Josh got calls from John Fahey and Harvey Pekar about pieces they’re writing for Grinning Idiot. Justin’s been working on the diner play for its possible California run.

As I mentioned, I spent much of the morning doing banking and most of the afternoon in the library, reading. Then I went with Teresa – in a horrible rush hour subway trip – to her parents’ in Brooklyn.

I would have preferred to be alone, but as I hadn’t seen her parents at all this trip, I felt I owed them – and Teresa – a visit. I think I ended up enjoying it more than Teresa did.

I do like seeing Greenpoint and Williamsburg – Brooklyn neighborhoods I never knew existed when I was a kid – and it was good to see Teresa’s parents and grandmother.

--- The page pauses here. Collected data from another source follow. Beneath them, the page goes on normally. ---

PR #186, opened 2026-04-23
style(empty): empty-state polish bundle (3 fixes)

Jiahui-Gu:
Three small empty-state polish fixes bundled into one PR.

## Summary

- **#193 — Sidebar empty Groups hint**: when the normal-groups list is empty, render a one-line muted hint (`No groups yet — click + to create one`) inside the groups nav. No CTA button; the `+` next to the Groups header is already there. File: `src/components/Sidebar.tsx`.
- **#195 — Post-tutorial New Session = primary CTA**: after tutorial completes, the landing zone shows New Session + Import Session side-by-side. Promoted the first button from `variant="secondary"` to `variant="primary"` so users have an obvious next step. File: `src/App.tsx`.
- **#197 — CommandPalette no-match shows query**: when a query returns no results, echo the query back (`No results for "<query>"`) instead of the generic "No matches". New i18n key `commandPalette.noResultsFor` with `{{query}}` interpolation, added to both en and zh. Files: `src/components/CommandPalette.tsx`, `src/i18n/locales/{en,zh}.ts`.

Scope-discipline: each file touched is narrowly scoped to its fix. Sidebar change is inside the `normal.map` empty branch — no overlap with the sidebar focus-ring / + button / archive-token bundle.

## Test plan

- [x] `npm run build` — OK (3 perf warnings, pre-existing).
- [x] `node scripts/harness-ui.mjs` — 4/4 PASS (sidebar-align, no-sessions-landing, empty-state-minimal, a11y-focus-restore).
- [x] `node scripts/harness-agent.mjs` — 8/8 PASS.

Closes #193, #195, #197.

Co-Authored-By: Claude Opus 4.7 (1M context) <noreply@anthropic.com>

PR #192, opened 2026-04-23
chore(probe): repro + diagnose fs-not-landing (#186)

Jiahui-Gu:
## Summary

Extend `probe-e2e-permission-allow-write.mjs` with a diagnostic timeline + failure artifact dump to investigate Bug #186 (class-b: Allow success but file not on fs). No production code changes.

## Failure rate observed

20 consecutive runs on `working` (1be3259): **16 pass / 4 fail = 20%** — matches baseline 2/11 (~18%) from PR #182.

## Root cause hypothesis (confirmed, 4/4 failures)

All four failures share the same shape:

1. Model calls `Skill` (using-superpowers, auto-loaded from user's `~/.claude`) BEFORE Write.
2. Permission prompt that appears first is for Skill, not Write.
3. Probe's `locator('[data-perm-action=allow]').first().click()` answers the Skill prompt.
4. Model then emits Write, which produces a second permission prompt — never answered.
5. 60s observation window expires with `fileExists=false`.

The pre-allow diagnostic snapshot shows `waiting.toolName === "Skill"` in every failing run (evidence in each `dogfood-logs/bug-186-*.json`). The wanderers walk found no stray `hello.txt` anywhere (rules out wrong-cwd). No `Write` tool block ever reaches `result:` state (rules out tool_result loss, async delay, isError).

**The control-rpc / hook_callback pipeline fixed in Bug L is NOT regressing. The symptom was a misread:** the "DOM says File created" regex also matches the user's prompt text containing `hello.txt`, producing a false positive.

## Recommended fix direction

**Fix the probe, not production.** Two options (report has detail):

1. Probe loops the Allow click across all preamble permission prompts until `storeHit` fires for `Write` specifically. ~10 lines.
2. Launch Electron with sanitized `HOME` / `USERPROFILE` so user-level skills don't auto-inject into probe runs.

## Artifacts

- Full report: `dogfood-logs/BUG-186-REPRO.md`
- 4 failure artifacts: `dogfood-logs/bug-186-2026-04-23T*.json`
- Batch summary: `dogfood-logs/bug-186-batch-summary.json`

## Test plan

- [ ] Review `dogfood-logs/BUG-186-REPRO.md` — the hypothesis ranking with evidence.
- [ ] Spot-check one failure artifact's `timeline[].store.blocks` — confirm `waiting` block at `pre-allow` is `Skill` not `Write`.
- [ ] (Optional) Re-run `node scripts/probe-e2e-permission-allow-write.mjs` a few times to verify the diagnostic dump still fires on failure and is gated to the failure path.


Jiahui-Gu:
VERDICT: APPROVE

Independent reviewer sign-off.

**Scope (clean):** Only probe + artifacts + report. Verified via `git diff $(merge-base)..HEAD --stat` — 7 files, all under `scripts/` or `dogfood-logs/`. No `src/` or `electron/` changes. (The `git diff origin/working --stat` output looks noisy only because the PR branch is 2 commits behind working — motion refactor + shortcut overlay — unrelated drift.)

**Hypothesis (confirmed by hard evidence, 4/4 artifacts):**
- `pre-allow` snapshot in every failure shows the waiting block is `toolName: "Skill"`, input `{"skill":"using-superpowers"}` — NOT Write. The probe's single `.first().click()` answers the Skill prompt.
- `observation-end` (+60s) shows the Write tool block finally emitted with correct `file_path` pointing into this run's PROJ dir, plus a fresh `waiting` block for Write that is never answered.
- File path in Write input matches this run's PROJ — case (c) wrong-cwd properly ruled out. The `wanderers` list contains only `hello.txt` from OTHER runs' PROJ dirs, none for this run's timestamp.
- 100% of 4 failures share this exact shape.

**Probe extension quality:** `snapDiag` + `dumpBug186Artifact` are additive, don't touch assertion logic, dump enough detail (blocks with kind/toolName/toolUseId/hasResult/isError/input/permissionState, PROJ files, wanderers walk, full timeline). Good forensic coverage for future debugging.

**Report quality:** Strong. Quantified fail rate (20%, matches baseline 18%), per-failure artifact refs, ranked hypotheses with evidence columns, all 5 alternatives explicitly ruled out with reasoning, clear recommended fix direction (probe-side).

**Build:** `npm run build` passes (pre-existing webpack size warnings only, unrelated).

**Suggestions for follow-up fix PR (non-blocking):**
1. Prefer option 1 from the report (loop Allow click while observing) — ~10 lines, preserves realistic env, robust to arbitrary preamble tool counts.
2. Also tighten the DOM-signal regex: `/File created successfully|File written|hello\.txt/` is false-positive-prone since `hello.txt` appears verbatim in the probe's own PROMPT. Suggest `/File created successfully at.*hello\.txt/` as the report itself notes in section 6. This removes the "DOM says File created but fs missing" misread that led to the original Bug L false alarm framing.
3. Minor: consider logging/warning when a permission prompt for a tool OTHER than Write/Edit/MultiEdit appears during the probe — an early signal of env pollution across future unrelated probes.

Fix PR is a separate follow-up. Approving this diagnostic PR as-is.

Teresa’s sister and the kids are staying in Brooklyn while her brother-in-law is in Albany this week. Heidi, now over the chicken pox, played with me, and I read her the same book three times. The baby slept soundly for hours until it was time to be fed – which Connie did as we watched TV.

Before dinner, Teresa’s father took us to the parking lot down the block and showed us his new Volvo; right afterwards, he had a community board meeting to rush off to.

Teresa seemed annoyed with her family, whom she said treat her as an outsider and feel she’s selfish and lazy.

It was a bad day all around for her, with problems with the Ocean Parkway co-op (they won’t let her sublet to her buyer, the closing won’t be this week after all) and trouble renting both the houses in Fire Island (during the week) and the Berkshires.